The main challenge addressed by the PS is to provide modules that will drive and reconfigure the PL cores implementing the learning functionalities provided by RFLearn. The PS can run either on top an operating system (such as any embedded Linux distribution), or in "bare-metal" (also called "standalone") mode. In the latter, the only user application running on the CPU is the one specified at compile time. This mode is particularly useful to test the difference in latency between a learning system implemented in the PS (i.e., software) and in the PL (i.e., hardware).

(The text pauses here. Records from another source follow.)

PR #1414, opened 2020-03-10
bump Linux build to go 1.14

iameli:
It wasn't in the Ubuntu golang backports PPA we were using for some reason. So I downloaded it manually from Google.

Our Darwin and Windows versions are dependent on whatever homebrew and MSYS2 install, so it turns out they were already on Go 1.14. Sweet! That's a pretty good indication that it works okay.

PR #1539, opened 2020-06-11
Capability discovery

### LINKED ISSUE #1519: Capability Discovery

j0sh:

Implements the first stages of capability discovery - https://github.com/livepeer/go-livepeer/issues/1519

This does not implement (and will not implement):

* Additional constraints. Only stubs out the structures.
* Capability storage in broadcaster DB
* Capability discovery for standalone T

- net: Regenerate proto file.  c2aed29
- core: Add support for capability enumeration.  2a3f05a
- discovery: Add capability discovery. cba60a5
- core: Add encoding profiles to capabilities. bef2014 Added to demonstrate how to add a new capability. Note that the list of profiles is explicit, if one ever needs to be disabled or superseded.
- core: Add GOP to capabilities. cb4d6ae Added to demonstrate how to add a new capability.
- core: Add mandatory capability support. efdc188 See https://github.com/livepeer/go-livepeer/issues/1519 for a description of orchestrator mandatory capabilities. Currently, nothing is mandatory, but some things might be soon (eg, transcoding protocol authentication - https://github.com/livepeer/go-livepeer/issues/1569 )
-server: Add orchestrator checking of segment capabilities. … e79ec85 . Acts as a validation check prior to segment processing, and needed for capability matching with standalone T (not currently supported).

* Unit testing
* Regression testing via https://gist.github.com/j0sh/9d884a19bb92e504092e71fd19d812e5
* Manual testing, including  builds with certain capabilities intentionally disabled to induce failures. (There is currently no way to selectively disable capabilities outside of compile time.)
  * Capability Discovery B,  Old O
  * Old B, Capability Discovery O
  * Capability Discovery B, Capability Discovery O, All Features Enabled
  * Capability Discovery B, Capability Discovery O, mpegts disabled, MP4 transcoding request
  * Capability Discovery B, Capability Discovery O, mpegts disabled, mpegts transcoding request
  * [ ] TODO Test a build with object storage disabled, and external OS in use

Fixes https://github.com/livepeer/go-livepeer/issues/1519

**Checklist:**


core/capabilities.go
```diff
@@ -0,0 +1,166 @@
...
+const (
+	Capability_Invalid Capability = iota - 2
+	Capability_Unused
+	Capability_H264
+	Capability_MPEGTS
+	Capability_MP4
+	Capability_FractionalFramerates
+	Capability_StorageDirect
+	Capability_StorageS3
+	Capability_StorageGCS
```
j0sh, line 30: Figured it'd be good to be as specific as possible about all the features that are being used, including the storage driver, in case we ever need to disable support for one of these someday.

jailuthra (approved):
LGTM!

core/capabilities.go
```diff
@@ -0,0 +1,166 @@
...
+	for k, _ := range caps {
+		capList = append(capList, k)
+	}
+
+	return &Capabilities{bitstring: NewCapabilityString(capList)}, nil
+}
+
+func (bcast *Capabilities) CompatibleWith(orch *net.Capabilities) bool {
+	if bcast == nil {
+		// Weird golang behavior: interface value can evaluate to non-nil
```
kyriediculous, line 104: An interface in go will only equal nil if both the type and value are nil , since an interface consist of both a type and a value.

kyriediculous:
Just lurking here 👀  

Uttermost interested in "Capability discovery for standalone T"

Should we consider gitignoring the generated grpc go stubs because they're part of the makefile anyhow (I notice a conflict) ?

j0sh:
> Should we consider gitignoring the generated grpc go stubs

@kyriediculous Do you mean the `net/lp_rpc.pb.go` file ? That would require the protobuf-go compiler be installed - it's a bit easier sometimes without that. Also, different versions of the compiler can cause unwanted changes or even breakage as @jailuthra encountered recently [1]. Checking in the generated code allows us to punt on the issue and ensure everything is synchronized for everyone.

[1] We should definitely still fix these types of issues eventually, maybe at the same time we fix go 1.14 😅  https://github.com/livepeer/go-livepeer/pull/1414

j0sh:
Rebased against master and added a few more things.

Profiles and GOP support (separately) to demonstrate how to add new capabilities.

Mandatory capabilities because this allows for "forward compatibility" - even though we don't have any such mandatory capabilities right now, broadcasters that know to check the field will be able to reject orchestrators that add mandatory capabilities in the future, even if the broadcasters themselves are not aware of the capability. See https://github.com/livepeer/go-livepeer/issues/1519 for more details.

Orchestrator checking of job capabilities - because this is going to be needed at some point, and it's a good sanity check on the orchestrator side.

Still needs a little more manual testing, especially around object storage, but things are ready for review. This PR is as complete as it's going to get, feature-wise.

core/capabilities.go
```diff
@@ -0,0 +1,246 @@
...
+	// set expected storage
+	storageCap, err := storageToCapability(params.OS)
+	if err != nil {
+		return nil, err
+	}
+	caps[storageCap] = true
+
+	// generate bitstring
+	capList := []Capability{}
+	for k, _ := range caps {
```
yondonfu: Should be able to shorten this to `for k := range caps`

core/capabilities.go
```diff
@@ -0,0 +1,246 @@
...
+
+	if bcast == nil {
+		// Weird golang behavior: interface value can evaluate to non-nil
+		// even if the underlying concrete type is nil.
+		// cf. common.CapabilityComparator
+		return false
+	}
+
+	// For now, check this:
+	// ( orch.mandatories  AND orch.bitstring  ) == orch.mandatories &&
```
yondonfu: Is this comment accurate? Based on the checks below I would think that this comment should say:

```
( orch.mandatories AND bcast.bitstring ) == orch.mandatories &&
( bcast.bitstring AND orch.bitstring ) == bcast.bitstring
```

server/rpc.go
```diff
@@ -340,12 +342,20 @@ func coreSegMetadata(segData *net.SegData) (*core.SegTranscodingMetadata, error)
 		dur = 2 * time.Second // assume 2sec default duration
 	}
 
+	caps := core.CapabilitiesFromNetCapabilities(segData.Capabilities)
+	if caps == nil {
+		// For older broadcasters. Note if there are any orchestrator
+		// mandatory capabilities, segment verification will fail.
```
yondonfu: Should "segment verification will fail" say something like "seg creds verification will fail" since I believe it is referring to the compatibility check in `verifySegCreds()`?

yondonfu (commented):
Looks great just a few minor comments.

core/capabilities.go
j0sh: Fixed in 176c77e0d5ec5b7cd30e1cb13746ee16728d9513

core/capabilities.go
j0sh: Yep, typos. Fixed in 192981f3893798f656f0ea973d4b45c48a2e63a6

server/rpc.go
j0sh: Fixed in 2eca7be58e2990dabf716372c7734bee1e7d992f

yondonfu (approved):
LGTM :shipit:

Through the RFLearn Controller module, the PS has full domain over the activities of the cores residing in the PL. Specifically, the Controller is tasked to initialize/reconfigure through AXI-Lite (i) the RF front-end core with parameters such as sampling speed, center frequency, finite impulse response (FIR) filter taps, transmission (TX) and reception (RX) local oscillator (LO) frequency, TX/RX RF bandwidth, etc; and (ii) the RFLearn learning and actuation cores. The configuration values are stored in registers, so that both the PS and PL cores can access the configuration through memory operations. Moreover, the Controller can, at any time, start/stop/check a PL core's operation through registers.
IV. THE RFLEARN PL CORES
The main objective of the PL cores is to provide a learningin-the-RF-loop system where each and every physical-layer operation, included the real-time learning, is done in hardware, with minimum (or absent) involvement of the PS.

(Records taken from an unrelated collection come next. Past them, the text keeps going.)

PR #1542, opened 2020-06-19
Add support for H264 profiles

### LINKED ISSUE #1531: H.264 Profiles
## Abstract

This is a proposal to add support for configuring the H.264 profiles (baseline, main, high) of the videos transcoded by go-livepeer.

## Motivation

Some decoders support limited H.264 profiles. For example OpenH264 used for WebRTC only supports the Baseline profile. Similarly [older phones](https://superuser.com/a/489092) can usually playback Main and Baseline but not High H.264 content. Refer to https://github.com/livepeer/lpms/issues/190 for the original discussion on B-frame removal for WebRTC ingest.

Most encoders (like ffmpeg, OBS) allow configuring the H.264 profile - extending similar functionality to go-livepeer users is a good idea in general.

## Proposed Solution

Add a new enum field called `Profile` in the VideoProfile structure, which is used to configure the encoder. The enum will comprise of a limited subset of the profiles that we want to support.

The VideoProfile structure is defined in many places throughout the codebase like - LPMS (Go struct), Protobuf and Auth webhook JSON. We will need to add the new field everywhere and finally pass it off as a `AVDictionary` parameter to FFmpeg, similar to the changes done in [#1474 - non-integer framerate support](https://github.com/livepeer/go-livepeer/issues/1474#issuecomment-630952970).

### LPMS

1. Create an enum for the codec profiles with the values `H264_Baseline, H264_Main, H264_High` for now.
2. Add a new field `Profile` of the enum type in the [ffmpeg.VideoProfile](https://github.com/livepeer/lpms/blob/1613618/ffmpeg/videoprofile.go#L28) struct.
3. Use this field to populate the [AVDictionary](https://github.com/livepeer/lpms/blob/1613618/ffmpeg/lpms_ffmpeg.h#L18) passed to the ffmpeg video encoder in the Cgo module. Both CPU (libx264) and GPU (h264_nvenc) encoders support the ffmpeg AVOption `-profile [main/baseline/high]`. Will need to convert the enum value to a String that is supported by the FFmpeg AVOption.

### Go-Livepeer

1. Add a new field `Profile profile` to the Protobuf [VideoProfile struct](https://github.com/livepeer/go-livepeer/blob/dace5d5/net/lp_rpc.proto#L141-L163), where Profile is a Protobuf enum similar to the one made in Go.
2. Ensure the same field is generated (or add it manually) in the [net.VideoProfile](https://github.com/livepeer/go-livepeer/blob/dace5d5982bafe3bbfdc67b122192f49a23f46e2/net/lp_rpc.pb.go#L553-L568) Go struct mapped to the Protobuf.
3. Serialze & Deserialize between ffmpeg.VideoProfile <-> net.VideoProfile
4. Add a new json field in the [authWebhookResponse.Profiles](https://github.com/livepeer/go-livepeer/blob/dace5d5/server/mediaserver.go#L109-L120) which is used to configure go-livepeer via a webhook.

* Extensive unit tests for the new codepaths.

The physical-layer data exchange (i.e., I/Q samples) between the PS and PL is handled as follows. The samples flow to/from the PL from/to the PS through the DMA core, which reads/stores the samples from/into the RAM. The wireless protocol stack is tasked with programming the DMA according to its processing rate. However, the DMA can also be configured by the Controller, if no wireless protocol stack is present (i.e., the system only processes physical-layer data). The PL receives/transmits I/Q samples through the RF Front-end core, which main operations can be summarized as follows: (i) down/up converts I/Q samples from the carrier frequency (for example, 2.4 GHz) to baseband; (ii) applies FIR filtering, DC and I/Q imbalance corrections; and (iii) sends the processed I/Q samples to the RFLearn Learning core through AXI-Stream. The I/Q samples received by the RFLearn Actuation core go through similar processing before being transmitted over the antenna. As mentioned before, the RF Front-end core parameters are set through AXI-Lite, and can be changed both PS-side (i.e., by the RFLearn controller) and PL-side by the Actuation core.

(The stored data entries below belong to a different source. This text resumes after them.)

PR #1544, opened 2020-06-23
server: fix TestSubmitSegment_HttpPostError test

kyriediculous:
Fixes a failing test that checks for a "connection refused" error on foo.com but the server for that domain doesn't actually have http2 enabled so the test fails. Sets it to post to `https://localhost/segment` instead.


ya7ya (approved):
LGTM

The circuit that provides the deep learning capability to the system is the RFLearn Learning core, which architecture is detailed in Figure 2 . The inputs to this core are (i) a number of unprocessed I/Q samples collected from the radio interface; and (ii) the parameters (i.e., weights, filters, and so on) belonging to each layer (see Equations 1 and 3). Since the core may need to access these quantities in different time instants, both the I/Q samples and the weights are stored in block RAMs (BRAMs), a volatile memory that is implemented entirely in the PL portion of the SoC for maximum speed. Thus, the core necessitates a FIFO that converts the I/Q samples sent through AXI-Stream to a BRAM, so that the core can process the I/Q samples at its own pace. Transactions between the core and the BRAMs are done through AXI-Full.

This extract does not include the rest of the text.